Ein weiterer gängiger Handlungsstrang in den 1970er Jahren war die schwule Figur in einem Polizeidrama. Sie dienten als Opfer von Erpressung oder schwulenfeindlicher Gewalt, aber noch häufiger als Kriminelle. Ab den späten 1960er Jahren, mit N.Y.P.D., Police Story und Police Woman, wurden Homosexuelle in Geschichten viel häufiger eingesetzt, laut Vito Russo als Reaktion auf ihre höhere Präsenz im Schwulenaktivismus.

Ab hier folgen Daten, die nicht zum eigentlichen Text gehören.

PR #63, opened 2024-06-22
Expand sharded element-wise binary ops support

sogartar:
Add polymorphic `replicate`, `shard` and `shard_like` ops.
Add operator `+` for InferenceTensor.
Add `ops.equal`, analogous to `torch.equal` that operates on sharktank tensor types.

### DIFF
--- a/sharktank/sharktank/ops/sharded_impls.py
+++ b/sharktank/sharktank/ops/sharded_impls.py
@@ -14,7 +14,7 @@ from ..types import (
     UnreducedTensor,
     ShardedTensor,
 )
-from ._registry import unbox_tensor
+from ._registry import unbox_tensor, AnyTensor
 from .signatures import *
 
 
@@ -224,6 +224,16 @@ def elementwise_binary_sharded_lhs_replicated_rhs(
     return elementwise(operator, x, y_sharded)
 
 
+@equal.override(ReplicatedTensor)
+def equal_replicated(a: ReplicatedTensor, b: AnyTensor) -> bool:
+    return a.is_deep_equal(b)
+
+
+@equal.override(ShardedPrimitiveTensor)
+def equal_sharded(a: ShardedPrimitiveTensor, b: AnyTensor) -> bool:
+    return a.is_deep_equal(b)
+
+
 @group_norm_affine.override(
     ShardedPrimitiveTensor, ShardedPrimitiveTensor, ShardedPrimitiveTensor
 )
@@ -379,20 +389,20 @@ def permute_sharded(tensor: ShardedPrimitiveTensor, dims: List[int]):
     return ShardedPrimitiveTensor(ts=permuted_shards, shard_dim=permuted_shard_dim)
 
 
-@replicate.override(Tensor)
-def replicate_tensor(input, *, count: int) -> ReplicatedTensor:
-    torch_input = unbox_tensor(input)
-    return ReplicatedTensor(ts=torch_input, shard_count=count)
-
-
 @replicate.override(ReplicatedTensor)
-def replicate_tensor(input: ReplicatedTensor, *, count: int) -> ReplicatedTensor:
+def replicate_replicated(input: ReplicatedTensor, *, count: int) -> ReplicatedTensor:
     assert input.shard_count == count
     return input
 
 
+@replicate.override(Tensor)
+def replicate_unsharded(input, *, count: int) -> ReplicatedTensor:
+    torch_input = unbox_tensor(input)
+    return ReplicatedTensor(ts=torch_input, shard_count=count)
+
+
 @shard.override(Tensor)
-def shard_tensor(input, *, dim: int, count: int) -> ShardedPrimitiveTensor:
+def shard_unsharded(input, *, dim: int, count: int) -> ShardedPrimitiveTensor:
     torch_input = unbox_tensor(input)
     return ShardedPrimitiveTensor(ts=torch_input, shard_dim=dim, shard_count=count)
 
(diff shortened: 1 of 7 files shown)


sogartar:
I would actually like to add a few more tests.

sharktank/sharktank/ops/sharded_impls.py
```diff
@@ -204,6 +204,36 @@ def sharded_elementwise_binary(
     return ShardedPrimitiveTensor(shard_dim=x.shard_dim, shape=x.shape, ts=partials)
 
 
+@elementwise.override(ReplicatedTensor, ShardedPrimitiveTensor)
+def elementwise_binary_replicated_lhs_sharder_rhs(
+    operator, x: ReplicatedTensor, y: ShardedPrimitiveTensor
+):
+    assert x.shard_count == y.shard_count
```
stellaraccident, line 211: This will be a user error message: Fine to still assert, but include a more detailed message. For something like this, better to do it in an if/raise.

sharktank/sharktank/ops/sharded_impls.py
```diff
@@ -359,6 +389,109 @@ def permute_sharded(tensor: ShardedPrimitiveTensor, dims: List[int]):
     return ShardedPrimitiveTensor(ts=permuted_shards, shard_dim=permuted_shard_dim)
 
 
+@replicate.override(ReplicatedTensor)
+def replicate_replicated(input: ReplicatedTensor, *, count: int) -> ReplicatedTensor:
+    assert input.shard_count == count
```
stellaraccident, line 394: Ditto on error message.

sharktank/sharktank/ops/sharded_impls.py
```diff
@@ -359,6 +389,109 @@ def permute_sharded(tensor: ShardedPrimitiveTensor, dims: List[int]):
...
+def shard_unsharded(input, *, dim: int, count: int) -> ShardedPrimitiveTensor:
+    torch_input = unbox_tensor(input)
+    return ShardedPrimitiveTensor(ts=torch_input, shard_dim=dim, shard_count=count)
+
+
+@shard.override(ShardedPrimitiveTensor)
+def shard_sharded(
+    input: ShardedPrimitiveTensor, *, dim: int, count: int
+) -> ShardedPrimitiveTensor:
+    assert input.shard_count == count
```
stellaraccident, line 414: Error message. Probably collapse these two asserts into one check/raise.

sharktank/sharktank/ops/signatures.py
```diff
@@ -145,6 +150,38 @@ def _embedding_lookup_trampoline(
         d.fail(tensors)
 
 
+@overridable
+def equal(a: AnyTensor, b: AnyTensor) -> bool:
+    """Compares 2 tensors for equality, such that if one is substituted with the other
+    in sharktank polymorphic calls, the results will be essentially the same.
+    Meaning, they would also compare equal.
+
+    torch.Tensor and DefaultPrimitiveTensor with the same contents would compare equal."""
```
stellaraccident, line 159: Based on your trampoline, I think this needs a note like "overrides are matched first against both tensor types and failing that, then on just the first. Therefore, each override must internally decide whether it can handle an equality check with an arbitrary `b` tensor."

sharktank/sharktank/ops/signatures.py
```diff
@@ -145,6 +150,38 @@ def _embedding_lookup_trampoline(
...
+    raise NotImplementedError
```
stellaraccident, line 160: Just `...` like the rest

sharktank/sharktank/ops/signatures.py
```diff
@@ -315,6 +352,75 @@ def _rms_norm_trampoline(
...
+    else:
+        d.fail(tensors)
+
+
+@overridable
+def shard(input: AnyTensor, *, dim: int, count: int) -> ShardedTensor:
+    """Shard `input` along `dim`.
+    This does not mean that a sharded tensor is further sharded.
+    It is not composition of sharding operations.
+    TODO: Maybe we can rename to `reshard` if it turns out to be confusing.
```
stellaraccident, line 381: +1 to rename

sharktank/sharktank/types/tensors.py
```diff
@@ -250,6 +250,13 @@ def T(self) -> "InferenceTensor":
 
         return permute(self, dims=dims)
 
+    def __add__(
+        self, rhs: "sharktank.ops._registry.AnyTensor"
```
stellaraccident, line 254: Just leave off the type annotation. We're at the limit of what a useful annotation can do there.

sharktank/tests/ops/ops_test.py
```diff
@@ -11,6 +11,35 @@
 
 from sharktank import ops
 from sharktank.types import *
+from copy import deepcopy
+
+
+class EqualTest(unittest.TestCase):
+    def testEqualTorchTensors(self):
+        a = torch.rand(2, 3, dtype=torch.float32)
+        b = deepcopy(a)
```
stellaraccident, line 20: I think just use torch.clone vs deepcopy (here and below).

sharktank/tests/ops/sharded_test.py
```diff
@@ -10,6 +10,7 @@
 
 from sharktank import ops
 from sharktank.types import *
+from copy import deepcopy
```
stellaraccident, line 13: Switch to torch.clone

sharktank/tests/ops/sharded_test.py
```diff
@@ -134,6 +135,108 @@ def testCov2dShardedOutputChannelsOneGroup(self):
...
+        shard_count = 3
+        sharded_a = ops.shard(a, dim=shard_dim, count=shard_count)
+        sharded_b = ops.shard(b, dim=shard_dim, count=shard_count)
+        sharded_result = sharded_a + sharded_b
+        actual_result = ops.shard_like(sharded_result, expected_result)
+
+        torch.testing.assert_close(actual_result, expected_result)
+
+    def testBinaryOperators(self):
+        operators = [torch.add, torch.div, torch.fmin, torch.fmax, torch.sub]
```
stellaraccident, line 155: Prefer using `parameterized` (like this: https://github.com/nod-ai/sharktank/blob/ba89559f1c7e8661af977c7764c1d063acb8b401/sharktank/tests/kernels/mmt_block_scaled_q8_test.py#L24)

stellaraccident (approved):
Thanks. A number of small comments. Please have a look at them before landing.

Lesben wurden als Bösewichte eingesetzt, die durch ihre Begierde, verinnerlichte Homophobie oder die Angst, als homosexuell entlarvt zu werden, zum Mord motiviert wurden. Eine Folge von Police Woman rief vor der Ausstrahlung Proteste der National Gay Task Force hervor, weil sie ein Trio mörderischer Lesben darstellte, die Altersheimpatienten wegen ihres Geldes umbrachten. NBC bearbeitete die Folge aufgrund der Proteste, aber es kam zu einer Sitzblockade vor den Büros von NBC.

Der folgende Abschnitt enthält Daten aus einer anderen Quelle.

PR #64, opened 2024-06-24
Fix quantizers_test on Windows.

ScottTodd:
Each call to `_roundtrip` was creating a file with the same name in the temp directory and the second write would fail. This gives each temp file a unique name manually.

We could also
* Close the file to allow it to be reopened
* Use other functions in tempfile to create uniquely named _files_, not just a directory

Sample error: `FAILED sharktank\tests\types\quantizers_test.py::StaticScaledQuantizerTest::testPerTensorQuantDequant - RuntimeError: Error building parameter archive: D:\a\iree\iree\c\runtime\src\iree\base\internal\file_io.c:381: UNKNOWN; failed to open file 'C:\Users\RUNNER~1\AppData\Local\Temp\tmpejgrnsnpStaticScaledQuantizerTest\poodoo.irpa'`. Full logs: https://github.com/nod-ai/sharktank/actions/runs/9509442435/job/26212392662.

References:
* https://github.com/iree-org/iree/blob/fe571e4d5efde141ec437cb4699307df67a38b9c/runtime/bindings/python/io.cc#L424-L491
* https://github.com/iree-org/iree/blob/fe571e4d5efde141ec437cb4699307df67a38b9c/runtime/src/iree/base/internal/file_io.c#L372-L382
* https://learn.microsoft.com/en-us/windows/win32/api/fileapi/nf-fileapi-createfilea

### DIFF
--- a/sharktank/tests/types/quantizers_test.py
+++ b/sharktank/tests/types/quantizers_test.py
@@ -17,8 +17,8 @@ class StaticScaledQuantizerTest(TempDirTestBase):
         super().setUp()
         torch.manual_seed(0)
 
-    def _roundtrip(self, it):
-        dataset_path = self._temp_dir / "poodoo.irpa"
+    def _roundtrip(self, it, suffix=""):
+        dataset_path = self._temp_dir / f"poodoo{suffix}.irpa"
         theta = Theta([it])
         Dataset({}, theta).save(dataset_path)
         ds = Dataset.load(dataset_path)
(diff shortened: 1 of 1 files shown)


rsuderman (approved):

ScottTodd:
Still seeing another flake in `ThetaTest`, reported here: https://github.com/nod-ai/sharktank/pull/43#issuecomment-2187545440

Mitte der 1970er Jahre begannen Schwule und Lesben, als Polizisten oder Detektive aufzutreten, die sich mit ihrem Coming-out auseinandersetzen mussten. Dies galt jedoch nicht für die bahnbrechende CBS-Serie Cagney & Lacey von 1982, in der zwei weibliche Polizeibeamte die Hauptrolle spielten. Die CBS-Produktion bemühte sich bewusst darum, die Figuren abzumildern, um sie nicht als Lesben erscheinen zu lassen. 1991 hatte eine bisexuelle Anwältin, dargestellt von Amanda Donohoe in L.A. Law, den ersten bedeutenden lesbischen Kuss zur Hauptsendezeit mit Michele Greene und löste damit eine Kontroverse aus, obwohl sie von The Hollywood Reporter als "keusch" bezeichnet wurde.

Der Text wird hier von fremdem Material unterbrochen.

PR #65, opened 2024-06-25
Disentangle the sharded and split notions

sogartar:
We are using the term sharded as a general term to mean a tensor that is distributed across a number of logical devices.
On the other hand we are also using it to mean a tensor split along a dimension and distributed across the logical devices. To avoid confusion in the latter context we will talk about a sharded split tensor or simply a split tensor.


stellaraccident (approved):
Good improvement. Thank you

PR #67, opened 2024-06-25
Add sharding specs

sogartar:
Sharding specs are concise description of tensor and layer sharding. They can be applied to tensors and thetas to get the sharded counterpart.

This is mostly the pluming around specific cases. Only sharing of the channel dimension in group normalization is provided.

### DIFF
--- a/sharktank/sharktank/types/sharding.py
+++ b/sharktank/sharktank/types/sharding.py
@@ -1,0 +1,83 @@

A photograph of Ellen DeGeneres with her 1997 Emmy Award.
Ellen DeGeneres mit ihrem Emmy Award im Jahr 1997. Ihr Coming-out in den Medien und ihre Sitcom "ist zweifelsohne der größte öffentliche Auftritt in der Geschichte der Homosexualität" und hat die Darstellung von Lesben in der westlichen Kultur verändert.

Obwohl das Fernsehen erst in den späten 1980er Jahren begann, immer wieder homosexuelle Charaktere einzusetzen, verwendeten einige frühe Situationskomödien einen Standardcharakter, den der Autor Stephen Tropiano als "gay-straight" bezeichnet: Nebenfiguren, die schrullig waren, nicht den Geschlechternormen entsprachen oder ein zweideutiges Privatleben hatten, die aber "auf jeden Fall schwul sein sollten". Dazu gehörten Zelda aus The Many Loves of Dobie Gillis, Miss Hathaway aus The Beverly Hillbillies und Jo aus The Facts of Life. Mitte der 1980er bis in die 1990er Jahre gab es in Sitcoms häufig eine "Coming-out"-Episode, in der eine Freundin einer der Hauptdarstellerinnen zugibt, dass sie lesbisch ist, und die Darsteller gezwungen sind, sich mit diesem Thema auseinanderzusetzen. Designing Women, The Golden Girls und Friends setzten dieses Mittel vor allem bei Frauen ein.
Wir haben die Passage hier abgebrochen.